Goldman Sachs Falls Short
For the second time in three quarters, Goldman Sachs has missed profit expectations. The bank reported a 58 percent drop in profit, accompanied by a 26 percent decline in fixed-income trading and weaker-than-anticipated investment banking revenue. Additionally, the bank incurred impairment charges of approximately US$1 billion due to goodwill writedowns associated with its real estate exposure. The decline in its return on equity places Goldman Sachs as the weakest performer among the top U.S. banks. Despite these results, the stock remains relatively unchanged in pre-market trading. These dynamics shed light on the current level of interest in U.S. financial institutions. Even PNC Financial, which issued a warning in its recent report, experienced a rally following its results.

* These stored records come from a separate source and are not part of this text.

PR #480, opened 2024-08-26
android: stop tailscaled when VPN has been revoked

kari-ts:
-add new Ipn UI state 'Stopping' to handle the case where the VPN is no longer active and a request to stop Tailscale has been issued (but is not complete yet) and use for optimistic UI 
-when VPN has been revoked, stop tailscaled and set the state to Stopping 
-this fixes the race condition where when we tell tailscaled to stop, stopping races against the netmap state updating as a result of the VPN being revoked 
-add isActive state and use instead of isPrepared for UI showing whether we are connected - we were previously using isPrepared as a proxy for connection, but sometimes the VPN has been prepared but is not active (eg when VPN permissions have been given and VPN has been connected previously, but has been revoked) 
-refactor network callbacks into its own class for readability

Fixes tailscale/tailscale#12850

### DIFF
--- a/android/src/main/java/com/tailscale/ipn/App.kt
+++ b/android/src/main/java/com/tailscale/ipn/App.kt
@@ -12,10 +12,6 @@ import android.content.Intent
 import android.content.SharedPreferences
 import android.content.pm.PackageManager
 import android.net.ConnectivityManager
-import android.net.LinkProperties
-import android.net.Network
-import android.net.NetworkCapabilities
-import android.net.NetworkRequest
 import android.os.Build
 import android.os.Environment
 import android.util.Log
@@ -45,7 +41,6 @@ import kotlinx.serialization.json.Json
 import libtailscale.Libtailscale
 import java.io.File
 import java.io.IOException
-import java.net.InetAddress
 import java.net.NetworkInterface
 import java.security.GeneralSecurityException
 import java.util.Locale
@@ -56,11 +51,6 @@ class App : UninitializedApp(), libtailscale.AppContext, ViewModelStoreOwner {
   companion object {
     private const val FILE_CHANNEL_ID = "tailscale-files"
     private const val TAG = "App"
-    private val networkConnectivityRequest =
-        NetworkRequest.Builder()
-            .addCapability(NetworkCapabilities.NET_CAPABILITY_INTERNET)
-            .addCapability(NetworkCapabilities.NET_CAPABILITY_NOT_VPN)
-            .build()
     private lateinit var appInstance: App
 
     /**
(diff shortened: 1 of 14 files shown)


android/src/main/java/com/tailscale/ipn/ui/viewModel/VpnViewModel.kt
```diff
@@ -29,6 +29,8 @@ class VpnViewModel(application: Application) : AndroidViewModel(application) {
   // Whether the VPN is prepared
```
agottardo, line 29: Can we provide comments to explain the difference between `vpnPrepared` and `vpnActive`, and their purpose? Who sets these, and who reads them?

libtailscale/net.go
```diff
@@ -118,7 +127,7 @@ var googleDNSServers = []netip.Addr{
 
 func (b *backend) updateTUN(service IPNService, rcfg *router.Config, dcfg *dns.OSConfig) error {
 	if reflect.DeepEqual(rcfg, b.lastCfg) && reflect.DeepEqual(dcfg, b.lastDNSCfg) {
-		b.logger.Logf("updateTUN: no change to Routes or DNS, ignore")
+		fmt.Printf("updateTUN: no change to Routes or DNS, ignore")
```
agottardo, line 130: did you mean to drop the logger?

libtailscale/net.go
```diff
@@ -193,10 +203,15 @@ func (b *backend) updateTUN(service IPNService, rcfg *router.Config, dcfg *dns.O
...
 	if err != nil {
 		if strings.Contains(err.Error(), "INTERACT_ACROSS_USERS") {
+			// Update VPN status if VPN interface cannot be created
+			b.logger.Logf("updateTUN: could not establish VPN because %v", err)
+			vpnService.service.UpdateVpnStatus(false)
 			return errMultipleUsers
 		}
 		return fmt.Errorf("VpnService.Builder.establish: %v", err)
 	}
+	log.Printf("KARI, setting vpn status to true")
```
agottardo, line 213: debugging leftover

agottardo: no harm in leaving it, just drop the Kari part

agottardo (changes requested):
Some nits

libtailscale/net.go
kari-ts: reverting change!

android/src/main/java/com/tailscale/ipn/ui/view/MainView.kt
```diff
@@ -3,6 +3,7 @@
 
 package com.tailscale.ipn.ui.view
 
+import android.util.Log
```
agottardo, line 6: unused import?

android/src/main/java/com/tailscale/ipn/App.kt
```diff
@@ -550,6 +509,10 @@ open class UninitializedApp : Application() {
     return builtInDisallowedPackageNames + userDisallowed
   }
 
+  fun getAppsScopedViewModel(): VpnViewModel {
```
agottardo, line 512:
```suggestion
  fun getAppScopedViewModel(): VpnViewModel {
```

agottardo (approved):

PR #482, opened 2024-08-28
android: fix Hostname type in MaskedPrefs, it should be String type

yinkaisheng:
set Hostname's type to String


agottardo:
@yinkaisheng can you please fix the DCO check? Thanks for the contribution.

agottardo (approved):

PR #483, opened 2024-08-28
android: make clipboard values clickable and focusable

kari-ts:
also, use Column isntead of LazyColumn since the Tailnet lock view is a short list and doesn't require lazy rendering

Fixes tailscale/corp#21737

### DIFF
--- a/android/src/main/java/com/tailscale/ipn/ui/view/TailnetLockSetupView.kt
+++ b/android/src/main/java/com/tailscale/ipn/ui/view/TailnetLockSetupView.kt
@@ -42,89 +42,96 @@ fun TailnetLockSetupView(
     backToSettings: BackNavigation,
     model: TailnetLockSetupViewModel = viewModel(factory = TailnetLockSetupViewModelFactory())
 ) {
-  val statusItems by model.statusItems.collectAsState()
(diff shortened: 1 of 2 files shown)


android/src/main/java/com/tailscale/ipn/ui/view/TailnetLockSetupView.kt
```diff
@@ -49,40 +54,44 @@ fun TailnetLockSetupView(
...
+                }
+
+            // Tailnet lock key
+            Lists.SectionDivider()
+            ClipboardValueView(
+                value = tailnetLockTlPubKey,
+                title = stringResource(R.string.tailnet_lock_key),
+                subtitle = stringResource(R.string.tailnet_lock_key_explainer))
+
+            // Optionally add more content here
```
agottardo, line 93: ?

agottardo (approved):

android/src/main/java/com/tailscale/ipn/ui/view/TailnetLockSetupView.kt
kari-ts: leftover from debugging, thank you!

PR #485, opened 2024-08-29
android: bump OSS to 1.73.73, use Go 1.23

agottardo:
OSS and Version updated to 1.73.73


kari-ts:
I think we need to also update the Makefile and Dockerfiles

agottardo:
> I think we need to also update the Makefile and Dockerfiles

There's no need to. The Go version in the Dockerfile is only used to bootstrap. We use the Go version used in the main OSS repo.

kari-ts:
> > I think we need to also update the Makefile and Dockerfiles
> 
> There's no need to. The Go version in the Dockerfile is only used to bootstrap. We use the Go version used in the main OSS repo.

don't you need to update `go mod tidy -compat=1.22` in `update-oss` in the Makefile?

kari-ts (approved):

Since the beginning of bank earning season on Friday, the sector has witnessed a four percent surge and is approaching new bull market territory, with a rally of 19 percent from the May low. However, bank stocks are still down 25 percent from their levels prior to the Silicon Valley Bank episode.
AT&T Addresses Concerns
U.S. telecommunications companies faced significant pressure following a recent report by the WSJ, which highlighted the environmental risks associated with lead-coated cable networks deployed by these firms. AT&T (NYSE:T) reached a 30-year low, while Verizon (NYSE:VZ) hit a 13-year low. In response to the report, AT&T clarified that less than 10 percent of its national telecom network utilized lead-clad cables. As a result, both AT&T and Verizon have experienced a pre-market rally. AT&T, trading at five times earnings and offering an eight percent dividend yield (despite a dividend reduction last year), may be seen as a potential stock worth considering, as former market analyst Frances Horodelski used to suggest.